WL#9637: SQL Function to return DIGEST of given SQL

Affects: Server-8.0   —   Status: Complete

This feature has been requested by many users. They want to ask the server for a digest for a query so they can correlate it with their application-side query capturing.

The feature consists of two new functions for which we see examples below:

mysql> SELECT statement_digest('SELECT * FROM foo') ->fc86ab9f4e4275ef861733844e3b2710313376a3a632204f99eecf8ce0855f4d

mysql> SELECT statement_digest_text('SELECT * FROM foo') -> 'SELECT * FROM `foo`'

  • F-1 statement_digest will calculate a statement digest from the tokens in its argument string.
  • F-2 statement_digest_text will calculate a normalized statement, a.k.a. digest text from the tokens in its argument string.
  • F-3 statement_digest and statement_digest_text will return NULL for NULL arguments.

  • NF-1 statement_digest shall calculate the same digest for a given syntactically correct SQL string as performance_schema does.

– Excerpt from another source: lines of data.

PR #1525, opened 2019-05-10
Clarify ngx.req.set_header usage for proxies

haizaar:
It's not obvious that `ngx.req.set_header` acts similar `proxy_set_header` for `proxy_pass` scenarios. Clarifying that.

Discussion: https://groups.google.com/forum/#!topic/openresty-en/CDLGj69PDAI

### DIFF
--- a/README.markdown
+++ b/README.markdown
@@ -4788,6 +4788,8 @@ ngx.req.set_header
 
 Set the current request's request header named `header_name` to value `header_value`, overriding any existing ones.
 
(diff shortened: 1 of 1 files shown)


zhuizhuhaomeng:
merged with some modification.

```
It is not a Lua's equivalent of nginx `proxy_set_header` directive (same is true about [ngx.req.clear_header](#ngxreqclear_header)). `proxy_set_header` only affects the upstream request while `ngx.req.set_header` change the incoming request. Record the http headers in the access log file will show the difference. But you still can use it as an alternative of nginx `proxy_set_header` directive as long as you know the difference.
```

PR #1530, opened 2019-05-22
doc: fix thinko in tcpsocket:receiveany()

lukego:
This is just a really trivial doc change :-)

Originally I wanted to change the documentation of `tcpsocket:receiveany()` to specify that *some* data is always returned, even if none was available at the time the call is made. (Right?) But I punted on that because maybe this is supposed to be implied when saying that the call is *synchronous.* (It wasn't obvious to me so I had to peek at the C code fwiw.)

  • NF-2 statement_digest_text shall calculate the same normalized statement for a given syntactically correct SQL string as performance_schema does.
  • NF-3 statement_digest and statement_digest_text raise an error for incorrect SQL strings during execution.
  • NF-4 statement_digest and statement_digest_text only return NULL for NULL arguments.
  • NF-5 If the argument to either function is a string literal, the parse error from the parser will be quoted in the error message.
  • NF-6 If the argument to either function not a string literal, the parse error from the parser will not be quoted in the error message.

Overview

This work adds the new native functions STATEMENT_DIGEST() and STATEMENT_DIGEST_TEXT(). Both functions will parse the string using the normal SQL parser and hence may throw parse errors, but return NULL only when the argument is NULL. For strings containing valid SQL statements, STATEMENT_DIGEST() will return the digest that performance_schema would assign to the statement, and STATEMENT_DIGEST_TEXT() will return the normalized statement that performance_schema would assign.

Security

The argument will not be expanded in the case of syntax errors unless it was passed as a string literal.

Because the functions are so similar, they will have a common implementation called parse() in an anonymous namespace. The only difference between the functions is that Item_func_statement_digest::val_str_ascii() will call compute_digest_hash() whereas Item_func_statement_digest_text::val_str() will call compute_digest_text() after parsing.

The function parse() calls Bison's parser symbol MYSQLparse() directly, as all of the work done in parse_sql() deals either with cleanup up a previous state or preparing for execution.